Testa’s connection to and respect for nature compelled her to begin championing animal causes at the age of 10, and this desire to have an impact later propelled her to dedicate her life to fighting plastic pollution. Starting with the history of plastic and how it’s produced, Testa acknowledges the benefits of plastics for humanity but also the many ways it harms our planet. Instead of relying on recycling—which is both insufficient and ineffective—she urges readers to follow two additional R’s: “refuse” and “raise awareness.” Readers are encouraged to do their part, starting with small things like refusing to use plastic straws and water bottles and eventually working up to using their voices to influence business and policy change. In the process, she highlights other youth advocates working toward the same cause.
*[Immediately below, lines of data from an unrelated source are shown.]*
PR #643, opened 2023-01-25
EP11: Enable AES XTS mechanism for protected keys

vkanjur:


usr/lib/ep11_stdll/ep11_specific.c
```diff
@@ -2870,6 +2880,43 @@ static int get_curve_type_from_template(TEMPLATE *tmpl)
...
+
+CK_RV ep11tok_aes_xts_pkey_check(STDLL_TokData_t *tokdata, CK_ATTRIBUTE_PTR attrs,
+                                 CK_ULONG attrs_len)
+{
+    ep11_private_data_t *ep11_data = tokdata->private_data;
+
+    if (ep11tok_pkey_option_disabled(tokdata) == TRUE ||
+        ep11_data->msa_level < 4 ||
+        ep11tok_is_mechanism_supported(tokdata, CKM_IBM_CPACF_WRAP) != CKR_OK ||
+        ep11tok_is_mechanism_supported(tokdata, CKM_AES_KEY_GEN) != CKR_OK) {
```
ifranzki, line 3014: Instead of checking these 4 preconditions here, you could simply use
`if (ep11tok_is_mechanism_supported(tokdata, CKM_AES_XTS_KEY_GEN) == CKR_OK) ....` which already checks the same things (you introduces this only a few commits later, but that should not matter).

usr/lib/ep11_stdll/ep11_specific.c
```diff
@@ -2917,6 +2922,175 @@ CK_RV ep11tok_aes_xts_pkey_check(STDLL_TokData_t *tokdata, CK_ATTRIBUTE_PTR attr
...
+    CK_RV rc;
+    CK_ATTRIBUTE_PTR p_attrs = NULL;
+    CK_ULONG attrs_len = 0;
+    CK_ATTRIBUTE_PTR new_p_attrs = NULL;
+    CK_ULONG new_attrs_len = 0;
+    CK_ATTRIBUTE *chk_attr = NULL, *attr = NULL;
+    unsigned char *ep11_pin_blob = NULL;
+    CK_ULONG ep11_pin_blob_len = 0;
+    ep11_session_t *ep11_session = (ep11_session_t*) sess->private_data;
+
```
ifranzki, line 3052: Should we maybe also check here if XTS is supported at all? I.e. if msa level is correct, and pkey is not disabled? Otherwise we import an XTS key but can't use it.

Maybe add
`if (ep11tok_is_mechanism_supported(tokdata, CKM_AES_XTS_KEY) != CKR_OK) ....`
here and return CKR_KEY_TYPE_INCONSISTENT if the XTS mech is not supported.

usr/lib/ep11_stdll/ep11_specific.c
```diff
@@ -9126,7 +9245,14 @@ static CK_RV ep11_ende_crypt_init(STDLL_TokData_t * tokdata, SESSION * session,
         free(ep11_state);
         goto done;
     case CKR_FUNCTION_NOT_SUPPORTED:
-        /* fallback into ep11 path */
+        /* if mechanism is AES XTS, return error
+         * else fallback to ep11 path */
```
ifranzki, line 9271: Style: can you put this comment into one line? 

Multi line comments should be like this:
```
/*
 * comment ...
 */
```

testcases/crypto/aes_func.c
```diff
@@ -69,6 +69,11 @@ CK_RV do_EncryptDecryptAES(struct generated_test_suite_info *tsuite)
         goto testcase_cleanup;
     }
 
+    /* Skip tests if pkey = false, but the slot doesn't support CKM_AES_XTS*/
```
ifranzki, line 72: Style: Add a blank please before the closing `*/`
Same for all places further down.

testcases/crypto/aes_func.c
```diff
@@ -1561,6 +1606,14 @@ CK_RV do_WrapUnwrapRSA(struct generated_test_suite_info * tsuite)
         goto testcase_cleanup;
     }
 
+    if (!wrap_supported(slot_id, tsuite->mech)) {
+        testsuite_skip(3, "Slot %u doesn't support %s (0x%x)",
```
ifranzki, line 1610: Maybe make the text a bit more precise:
`"Slot %u doesn't support wrapping with %s (0x%x)"`
(it may support the mechanisms as such, but just not wrapping with it).

usr/lib/ep11_stdll/ep11_specific.c
```diff
@@ -13448,11 +13458,27 @@ CK_RV token_specific_set_attribute_values(STDLL_TokData_t *tokdata,
...
+                            __func__, rc);
+                free(ibm_opaque_attr);
+                goto out;
+            }
+        }
         rc = template_update_attribute(new_tmpl, ibm_opaque_attr);
         if (rc != CKR_OK) {
             TRACE_ERROR("%s template_update_attribute failed rc=0x%lx\n",
                         __func__, rc);
-            free(ibm_opaque_attr);
```
ifranzki, line 13006: Why was this line removed? I think this should still be freed here.

usr/lib/ep11_stdll/ep11_specific.c
```diff
@@ -6034,6 +6035,20 @@ CK_RV ep11tok_derive_key(STDLL_TokData_t *tokdata, SESSION *session,
...
     }
+
+    rc = template_attribute_get_ulong(base_key_obj->template, CKA_KEY_TYPE, &keytype);
+    if (rc != CKR_OK) {
+        TRACE_ERROR("Invalid key type attribute\n");
+        goto error;
+    }
+
+    if (mech->mechanism == CKM_AES_XTS || keytype == CKK_AES_XTS) {
+        TRACE_ERROR("%s Key derive not supported\n",
```
ifranzki, line 6046: Please make the trace message a bit more procise, like 
"%s Key derive with AES-XTS is not supported\n"

usr/lib/ep11_stdll/ep11_specific.c
```diff
@@ -6057,6 +6072,13 @@ CK_RV ep11tok_derive_key(STDLL_TokData_t *tokdata, SESSION *session,
         goto error;
     }
 
+    if (ktype == CKK_AES_XTS) {
+        TRACE_ERROR("%s Derived keytype not supported\n",
```
ifranzki, line 6076: also here:
"%s Deriving an AES-XTS key is not supported\n"

usr/lib/ep11_stdll/ep11_specific.c
```diff
@@ -9444,6 +9467,19 @@ CK_RV ep11tok_wrap_key(STDLL_TokData_t * tokdata, SESSION * session,
         return rc;
     }
 
+    rc = template_attribute_get_ulong(wrap_key_obj->template, CKA_KEY_TYPE, &ktype);
+    if (rc != CKR_OK) {
+        TRACE_ERROR("Invalid key type attribute\n");
+        return rc;
```
ifranzki, line 9473: this must be `goto done;` instead of return, otherwise we leak the wrap_key_obj.

usr/lib/ep11_stdll/ep11_specific.c
```diff
@@ -9444,6 +9467,19 @@ CK_RV ep11tok_wrap_key(STDLL_TokData_t * tokdata, SESSION * session,
...
+    }
+
+    if (mech->mechanism == CKM_AES_XTS || ktype == CKK_AES_XTS) {
+        TRACE_ERROR("%s Key wrap not supported\n",
```
ifranzki, line 9477: "%s Key wrap with AES-XTS is not supported\n"

usr/lib/ep11_stdll/ep11_specific.c
```diff
@@ -9459,6 +9495,18 @@ CK_RV ep11tok_wrap_key(STDLL_TokData_t * tokdata, SESSION * session,
                     rc);
         goto done;
     }
+    rc = template_attribute_get_ulong(key_obj->template, CKA_KEY_TYPE, &ktype);
+    if (rc != CKR_OK) {
+        TRACE_ERROR("Invalid key type attribute\n");
+        return rc;
```
ifranzki, line 9501: this must be goto done; instead of return, otherwise we leak the wrap_key_obj.

usr/lib/ep11_stdll/ep11_specific.c
```diff
@@ -9459,6 +9495,18 @@ CK_RV ep11tok_wrap_key(STDLL_TokData_t * tokdata, SESSION * session,
...
+    }
+
+    if (ktype == CKK_AES_XTS) {
+        TRACE_ERROR("%s Key wrap not supported\n",
```
ifranzki, line 9505: "%s Wrapping an AES-XTS key is not supported\n"

usr/lib/ep11_stdll/ep11_specific.c
```diff
@@ -9587,6 +9636,20 @@ CK_RV ep11tok_unwrap_key(STDLL_TokData_t * tokdata, SESSION * session,
                     __func__, rc);
         return rc;
     }
+
+    rc = template_attribute_get_ulong(kobj->template, CKA_KEY_TYPE, &keytype);
+        if (rc != CKR_OK) {
+            TRACE_ERROR("Invalid key type attribute\n");
+            return rc;
```
ifranzki, line 9643: this must be goto done; instead of return, otherwise we leak the kobj.

usr/lib/ep11_stdll/ep11_specific.c
```diff
@@ -9587,6 +9636,20 @@ CK_RV ep11tok_unwrap_key(STDLL_TokData_t * tokdata, SESSION * session,
...
+        }
+
+    if (mech->mechanism == CKM_AES_XTS || keytype == CKK_AES_XTS) {
+        TRACE_ERROR("%s Key wrap not supported\n",
```
ifranzki, line 9647: "%s Key unwrap with AES-XTS is not supported\n"

usr/lib/ep11_stdll/ep11_specific.c
```diff
@@ -9698,6 +9761,13 @@ CK_RV ep11tok_unwrap_key(STDLL_TokData_t * tokdata, SESSION * session,
         goto error;
     }
 
+    if (ktype == CKK_AES_XTS) {
+        TRACE_ERROR("%s Key unwrap not supported\n",
```
ifranzki, line 9765: "%s Unwrapping an AES-XTS key is not supported\n"

usr/lib/ep11_stdll/ep11_specific.c
```diff
@@ -598,7 +598,8 @@ static CK_RV get_ep11_target_for_apqn(uint_32 adapter, uint_32 domain,
                                       target_t *target, uint64_t flags);
 static void free_ep11_target_for_apqn(target_t target);
 static CK_RV update_ep11_attrs_from_blob(STDLL_TokData_t *tokdata,
-                                         SESSION * session, TEMPLATE *tmpl);
+                                         SESSION * session, TEMPLATE *tmpl,
```
ifranzki, line 601: Syle: please make this `SESSION *session`. I know it was that before, but while you changing this line, lets correct it.

usr/lib/ep11_stdll/ep11_specific.c
```diff
@@ -4243,6 +4304,40 @@ CK_RV ep11tok_generate_key(STDLL_TokData_t * tokdata, SESSION * session,
...
+                                   ep11_pin_blob, ep11_pin_blob_len, blob2,
+                                   &blobsize2, csum, &csum_len,
+                                   target_info->target);
+        RETRY_END(rc, tokdata, session)
+        if (rc != CKR_OK) {
+            rc = ep11_error_to_pkcs11_error(rc, session);
+            TRACE_ERROR("%s m_GenerateKey rc=0x%lx mech='%s' attrs_len=0x%lx\n",
+                        __func__, rc, ep11_get_ckm(tokdata, mech->mechanism),
+                        attrs_len);
+            goto done;
```
ifranzki, line 4605: This should be `goto error;`, not `goto done;`.
Also above in line 4295. This was wrong before already, but lets correct it at both places please.

usr/lib/ep11_stdll/ep11_specific.c
```diff
@@ -2917,6 +2922,175 @@ CK_RV ep11tok_aes_xts_pkey_check(STDLL_TokData_t *tokdata, CK_ATTRIBUTE_PTR attr
...
+        TRACE_INFO("%s encrypt ksize=0x%lx clen=0x%lx rc=0x%lx\n", __func__,
+                   attr->ulValueLen / 2, clen, rc);
+    }
+
+    rc = check_key_attributes(tokdata, CKK_AES, CKO_SECRET_KEY, p_attrs,
+                              attrs_len, &new_p_attrs, &new_attrs_len, -1);
+    if (rc != CKR_OK) {
+        TRACE_ERROR("%s AES XTS check private key attributes failed with "
+                    "rc=0x%lx\n", __func__, rc);
+        return rc;
```
ifranzki, line 3102: This should be `goto import_aes_xts_key_end;` instead of the return.
This was already wrong in `rawkey_2_blob()` where you copied it from ;-)

If you like, add an additional commit to this PR fixing this in `rawkey_2_blob()`.
The commit title would be for example `EP11: Fix potential memory leak when importing symmetric keys`.

usr/lib/ep11_stdll/ep11_specific.c
```diff
@@ -2917,6 +2922,175 @@ CK_RV ep11tok_aes_xts_pkey_check(STDLL_TokData_t *tokdata, CK_ATTRIBUTE_PTR attr
...
+    /* tell ep11 the attributes the user specified */
+    rc = build_ep11_attrs(tokdata, aes_xts_key_obj->template, &p_attrs,
+                          &attrs_len, CKK_AES, CKO_SECRET_KEY, -1, &mech);
+    if (rc != CKR_OK)
+        goto import_aes_xts_key_end;
+
+    rc = ep11tok_aes_xts_pkey_check(tokdata, p_attrs, attrs_len);
+    if (rc != CKR_OK) {
+        TRACE_ERROR("%s EP11 AES XTS is not supported: rc=0x%lx\n",
+                    __func__, rc);
```
ifranzki, line 3069: does this fit into one line ?

usr/lib/ep11_stdll/ep11_specific.c
```diff
@@ -2917,6 +2922,175 @@ CK_RV ep11tok_aes_xts_pkey_check(STDLL_TokData_t *tokdata, CK_ATTRIBUTE_PTR attr
...
+                             blob, blob_size, csum, &cslen, target_info->target);
+    RETRY_END(rc, tokdata, sess)
+
+    if (rc != CKR_OK) {
+        rc = ep11_error_to_pkcs11_error(rc, sess);
+        TRACE_ERROR("%s unwrap blen=%zd rc=0x%lx\n", __func__, *blob_size, rc);
+        goto import_aes_xts_key_end;
+    } else {
+        TRACE_INFO("%s unwrap blen=%zd rc=0x%lx\n", __func__, *blob_size,
+                   rc);
```
ifranzki, line 3126: does this fit into one line ?

usr/lib/ep11_stdll/ep11_specific.c
```diff
@@ -2917,6 +2922,175 @@ CK_RV ep11tok_aes_xts_pkey_check(STDLL_TokData_t *tokdata, CK_ATTRIBUTE_PTR attr
...
+                             ep11_data->raw2key_wrap_blob_l, NULL, ~0,
+                             ep11_pin_blob, ep11_pin_blob_len, &mech,
+                             new_p_attrs, new_attrs_len, blob + *blob_size,
+                             &blob_size2, csum, &cslen, target_info->target);
+    RETRY_END(rc, tokdata, sess)
+
+    if (rc != CKR_OK) {
+        rc = ep11_error_to_pkcs11_error(rc, sess);
+        TRACE_ERROR("%s unwrap blen=%zd rc=0x%lx\n", __func__, blob_size2,
+                    rc);
```
ifranzki, line 3173: does this fit into one line ?

usr/lib/ep11_stdll/ep11_specific.c
```diff
@@ -2917,6 +2922,175 @@ CK_RV ep11tok_aes_xts_pkey_check(STDLL_TokData_t *tokdata, CK_ATTRIBUTE_PTR attr
...
+    } else {
+        TRACE_INFO("%s unwrap blen=%zd rc=0x%lx\n", __func__, blob_size2,
+                   rc);
```
ifranzki, line 3176: does this fit into one line ?

usr/lib/ep11_stdll/ep11_specific.c
ifranzki: and there is a `goto import_aes_xts_key_end;` missing in the error case.

usr/lib/ep11_stdll/ep11_specific.c
```diff
@@ -4142,6 +4316,16 @@ CK_RV token_specific_object_add(STDLL_TokData_t * tokdata, SESSION * sess,
                    __func__, rc, blobsize);
```
ifranzki, line 4419: please remove this empty line while you are at it.

usr/lib/ep11_stdll/ep11_specific.c
```diff
@@ -2870,6 +2880,43 @@ static int get_curve_type_from_template(TEMPLATE *tmpl)
     return curve_type;
 }
 
+CK_BBOOL ep11_check_pkey_attrs(CK_ATTRIBUTE_PTR attrs,
```
jschmidb, line 2990: Naming: currently all the protected key related routines in ep11_specific.c are grouped together as ep11tok_pkey_xxxx. I would rename this routine to ep11tok_pkey_check_attrs. Also the routine below: ep11tok_pkey_aes_xts_check or ep11tok_pkey_check_aes_xts. And I would copy them into the block of the other ep11tok_pkey_xxx routines.

usr/lib/ep11_stdll/ep11_specific.c
```diff
@@ -2917,6 +2922,175 @@ CK_RV ep11tok_aes_xts_pkey_check(STDLL_TokData_t *tokdata, CK_ATTRIBUTE_PTR attr
...
+                    "rc=0x%lx\n", __func__, rc);
+        return rc;
+    }
+
+    trace_attributes(__func__, "Import sym.:", new_p_attrs, new_attrs_len);
+
+    ep11_get_pin_blob(ep11_session, object_is_session_object(aes_xts_key_obj),
+                      &ep11_pin_blob, &ep11_pin_blob_len);
+
+    /* the encrypted key is decrypted and a blob is build,
```
jschmidb, line 3110: is built

usr/lib/ep11_stdll/ep11_specific.c
```diff
@@ -2917,6 +2922,175 @@ CK_RV ep11tok_aes_xts_pkey_check(STDLL_TokData_t *tokdata, CK_ATTRIBUTE_PTR attr
...
+        TRACE_INFO("%s encrypt ksize=0x%lx clen=0x%lx rc=0x%lx\n", __func__,
+                   attr->ulValueLen / 2, clen, rc);
+    }
+
+    trace_attributes(__func__, "Import sym.:", new_p_attrs, new_attrs_len);
+
+    /* update the remaining buffer size in blob */
+    blob_size2 = blob_size2 - *blob_size;
+
+    /* the encrypted key is decrypted and a blob is build,
```
jschmidb, line 3158: is built

usr/lib/common/pkey_utils.c
```diff
@@ -750,6 +754,170 @@ CK_RV pkey_aes_cmac(OBJECT *key_obj, CK_BYTE *message,
...
+
+    switch (keylen) {
+    case 32:
+        fc = ENCRYPTED_AES_XTS_128;
+        break;
+    case 64:
+        fc = ENCRYPTED_AES_XTS_256;
+        break;
+    default:
+        return 0;
```
jschmidb, line 773: Just make sure that the 0 is handled as an error in calling routines. 0 is a valid function code (all the query functions, e.g. KM_QUERY).

usr/lib/ep11_stdll/ep11_specific.c
```diff
@@ -902,9 +943,52 @@ static CK_RV ep11tok_pkey_skey2pkey(STDLL_TokData_t *tokdata, SESSION *session,
         goto done;
     }
 
+    if (wk->token_size > sizeof(wrapped_key)) {
+        TRACE_ERROR("Wrapped key size too big\n");
```
jschmidb, line 947: "token size too big"? or "wrapped key size too small"? Or simply, as the return code says: "Buffer too small"?

usr/lib/ep11_stdll/ep11_specific.c
```diff
@@ -10412,6 +10429,19 @@ CK_RV ep11tok_is_mechanism_supported(STDLL_TokData_t *tokdata,
             goto out;
         }
         break;
+
+    case CKM_AES_XTS:
+    case CKM_AES_XTS_KEY_GEN:
+        if (ep11tok_pkey_option_disabled(tokdata) != FALSE ||
```
jschmidb, line 10505: I would check for '== TRUE' here

ifranzki:
I noticed that testcases/misc_tests/p11sak_test.sh fails when run against the EP11 token (`SLOT=4 PKCS11_USER_PIN=<your-pin> ./p11sak_test.sh`) because it attempts to generate an AES-XTS key, but it gets `CKR_TEMPLATE_INCONSISTENT`, because the attributes are not set so that protected keys are allowed. This is using the default EP11 token config, thus `PKEY_MODE DEFAULT`. With `PKEY_MODE ENABLE4NONEXTR` it would certaily work, but this requires manual user actions before running the testcase.

Unfortunately the current version of p11sak does not allow to set the CKA_IBM_PROTKEY_EXTRACTABLE attribute during key-gen. I have updates for p11sak in the pipe that will allow to set that....

For now, lets exclude XTS tests when running against the EP11 token.

Please include the following update into you testcase commit, or add a new commit with this change.

```
 testcases/misc_tests/p11sak_test.sh | 4 ++--
 1 file changed, 2 insertions(+), 2 deletions(-)

diff --git a/testcases/misc_tests/p11sak_test.sh b/testcases/misc_tests/p11sak_test.sh
index ae7fd9dc..49a5a75a 100755
--- a/testcases/misc_tests/p11sak_test.sh
+++ b/testcases/misc_tests/p11sak_test.sh
@@ -76,7 +76,7 @@ p11sak generate-key aes 128 --slot $SLOT --pin $PKCS11_USER_PIN --label p11sak-a
 p11sak generate-key aes 192 --slot $SLOT --pin $PKCS11_USER_PIN --label p11sak-aes-192
 p11sak generate-key aes 256 --slot $SLOT --pin $PKCS11_USER_PIN --label p11sak-aes-256
 # aes-xts [128 | 256]
-if [[ -n $( pkcsconf -m -c $SLOT | grep CKM_AES_XTS_KEY_GEN) ]]; then
+if [[ -n $( pkcsconf -m -c $SLOT | grep CKM_AES_XTS_KEY_GEN) && -z $( pkcsconf -t -c $SLOT | grep "Model: EP11") ]]; then
 	p11sak generate-key aes-xts 128 --slot $SLOT --pin $PKCS11_USER_PIN --label p11sak-aes-xts-128
 	p11sak generate-key aes-xts 256 --slot $SLOT --pin $PKCS11_USER_PIN --label p11sak-aes-xts-256
 else
@@ -385,7 +385,7 @@ else
 	status=1
 fi
 
-if [[ -n $( pkcsconf -m -c $SLOT | grep CKM_AES_XTS_KEY_GEN) ]]; then
+if [[ -n $( pkcsconf -m -c $SLOT | grep CKM_AES_XTS_KEY_GEN) && -z $( pkcsconf -t -c $SLOT | grep "Model: EP11") ]]; then
 	# check AES-XTS 128
 	grep -q 'p11sak-aes-xts-128' $P11SAK_AES_XTS_PRE
 	rc=$?
```

usr/lib/ep11_stdll/ep11_specific.c
ifranzki: or just 
```
if (ep11tok_pkey_option_disabled(tokdata) ||
....
```

testcases/crypto/aes_func.c
```diff
@@ -218,6 +223,12 @@ CK_RV do_EncryptDecryptUpdateAES(struct generated_test_suite_info * tsuite)
         goto testcase_cleanup;
     }
 
+    /* Skip tests if pkey = false, but the slot doesn't support CKM_AES_XTS*/
+    if (is_ep11_token(slot_id) && tsuite->mech.mechanism == CKM_AES_XTS && pkey == FALSE) {
+        testcase_skip("Slot doesn't support CKM_AES_XTS for non protected keys\n");
```
jschmidb, line 228: I would write: "Slot supports AES-XTS only for protected keys.\n" Also at the other places.

usr/lib/ep11_stdll/ep11_specific.c
```diff
@@ -1259,6 +1260,38 @@ CK_BBOOL ep11tok_pkey_usage_ok(STDLL_TokData_t *tokdata, SESSION *session,
...
+
+CK_RV ep11tok_pkey_check_aes_xts(STDLL_TokData_t *tokdata, CK_ATTRIBUTE_PTR attrs,
+                                 CK_ULONG attrs_len)
+{
+    if (ep11tok_is_mechanism_supported(tokdata, CKM_AES_XTS_KEY_GEN) != CKR_OK) {
+        TRACE_ERROR("%s\n", ock_err(ERR_MECHANISM_INVALID));
+        return CKR_MECHANISM_INVALID;
+    }
+
+    if (ep11tok_pkey_check_attrs(attrs, attrs_len, CKA_EXTRACTABLE) ||
```
ifranzki, line 1389: Is there a reason why function `ep11tok_pkey_check_aes_xts()` gets the attribute array and number of attributes, and not simply the key object (`OBJECT *key_obj`)? At both places where `ep11tok_pkey_check_aes_xts()` is called (key gen and import), the to-be-created object is already available (`object_mgr_create_skel()` has already been done). 

If `ep11tok_pkey_check_aes_xts()` would get the OBJECT, you would not need function `ep11tok_pkey_check_attrs()`  at all, but simply could use the following (like it is done in `ep11tok_pkey_check()` ):

```
        if (object_is_extractable(key_obj) ||
            !object_is_pkey_extractable(key_obj) ||
            object_is_attr_bound(key_obj))
....
```

This will result to the same behavior as today, but its a little less code, and even more important, the code is consistent to the already existing pkey related code.

usr/lib/ep11_stdll/ep11_specific.c
```diff
@@ -2912,6 +2917,177 @@ static int get_curve_type_from_template(TEMPLATE *tmpl)
...
+        return rc;
+    }
+
+    /* tell ep11 the attributes the user specified */
+    rc = build_ep11_attrs(tokdata, aes_xts_key_obj->template, &p_attrs,
+                          &attrs_len, CKK_AES, CKO_SECRET_KEY, -1, &mech);
+    if (rc != CKR_OK)
+        goto import_aes_xts_key_end;
+
+    rc = ep11tok_pkey_check_aes_xts(tokdata, p_attrs, attrs_len);
```
ifranzki, line 3067: Function ep11tok_pkey_check_aes_xts() checks if CKM_AES_XTS_KEY_GEN is supported, which is somewhat superfluous for importing. Import checks for CKM_AES_XTS being supported above already (which is correct).

Maybe we can remove the check for CKM_AES_XTS_KEY_GEN being supported from `ep11tok_pkey_check_aes_xts()` and just check for the respective mechanism being supported in the key gen function and import function individually? That way function `ep11tok_pkey_check_aes_xts()` is pretty much superfluous as well, since it only consist of 
```
        if (object_is_extractable(key_obj) ||
            !object_is_pkey_extractable(key_obj) ||
            object_is_attr_bound(key_obj))
....
```
(after the change of my previous comment).

ifranzki: Or alternatively pass the mechanism to check to `ep11tok_pkey_check_aes_xts()`, then you can use that function from keygen as well as from import, and you don't need the mechanism check in import separately....

vkanjur:
@ifranzki , @jschmidb : I have worked on your comments. Also added two more commits.

testcases/misc_tests/tok2tok_transport.c
```diff
@@ -664,6 +664,12 @@ CK_RV do_wrap_key_test(struct wrapped_mech_info *tsuite,
 
     case CKM_AES_KEY_GEN:
     case CKM_AES_XTS_KEY_GEN:
+        if ((is_ep11_token(slot_id1) || is_ep11_token(slot_id2))
+            && tsuite->wrapped_key_gen_mech.mechanism == CKM_AES_XTS_KEY_GEN){
+            testcase_skip("Skipping as AES XTS is supported only with protected keys");
+            rc = CKR_OK;
+        goto testcase_cleanup;
```
ifranzki, line 671: Minor style issues (sorry that I did not notice this before):
- the `goto` should be indented.
- blank missing before `{` in line 668:  `){`
- I would usually put the `&&` at the end of the previous line.

usr/lib/ep11_stdll/ep11_specific.c
```diff
@@ -10387,6 +10404,18 @@ CK_RV ep11tok_is_mechanism_supported(STDLL_TokData_t *tokdata,
             goto out;
         }
         break;
+
+    case CKM_AES_XTS:
+    case CKM_AES_XTS_KEY_GEN:
+        if (ep11tok_pkey_option_disabled(tokdata) || ep11_data->msa_level < 4 ||
+            ep11tok_is_mechanism_supported(tokdata, CKM_IBM_CPACF_WRAP) != CKR_OK ||
+            ep11tok_is_mechanism_supported(tokdata, CKM_AES_KEY_GEN) != CKR_OK) {
```
jschmidb, line 10477: Maybe nothing for this pr, but we could change the logic of ep11tok_is_mechanism_supported() to return either 'true' or 'false', as the function name suggests. Currently the function either returns 0 if the mech is supported or CKR_MECHANISM_INVALID if it's not. So already only two return values. It would make the usage of the function more self-explaining.

ifranzki: Right, nothing for this PR. The intention of the return code of ep11tok_is_mechanism_supported() was that it could further be returned directly by the caller, as it is for example done in ep11tok_get_mechanism_info().

And actually, ep11tok_is_mechanism_supported() does return other return codes than CKR_MECHANISM_INVALID, namely CKR_FUNCTION_FAILED. Returning a bool would not allow to distinguish between a real error case and the 'not-supported' case.

jschmidb (approved):
lgtm

ifranzki (approved):
looks good now.

PR #645, opened 2023-01-31
EP11: Fix set attribute values function for Data or Certificate objects.

vkanjur:
Data or Certificate objects do not have a key type(CKA_KEY_TYPE). So, Key type should be fetched after the switch case to handle this.

Signed-off-by: Vishnudatha Kanjur <kanjur@ibm.com>


ifranzki (approved):

jschmidb:
lgtm.
You may want to add a blank char in the commit msg: key type(CKA_KEY_TYPE)

jschmidb (approved):

PR #652, opened 2023-02-06
configure: Fix install location of tmpfiles.d config file

ifranzki:
Don't prefix with destination directory, as this would produce an invalid directory. This would for example cause rpmbuild to fail.
Autoconf prefixes it with the destination directory automatically.


vkanjur (approved):

jschmidb (approved):
lgtm ... besides of the Travis error. But this single line cannot cause the Travis errors.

Short chapters include personal examples, such as observations of plastic pollution in Mauritius, her maternal grandparents’ birthplace. Testa makes her case not only against plastic pollution, but also for the work she’s done, resulting in something of a college-admissions–essay tone. Nevertheless, the first-person accounts paired with science will have an impact on readers. Unfortunately, no sources are cited and the lack of backmatter is a missed opportunity.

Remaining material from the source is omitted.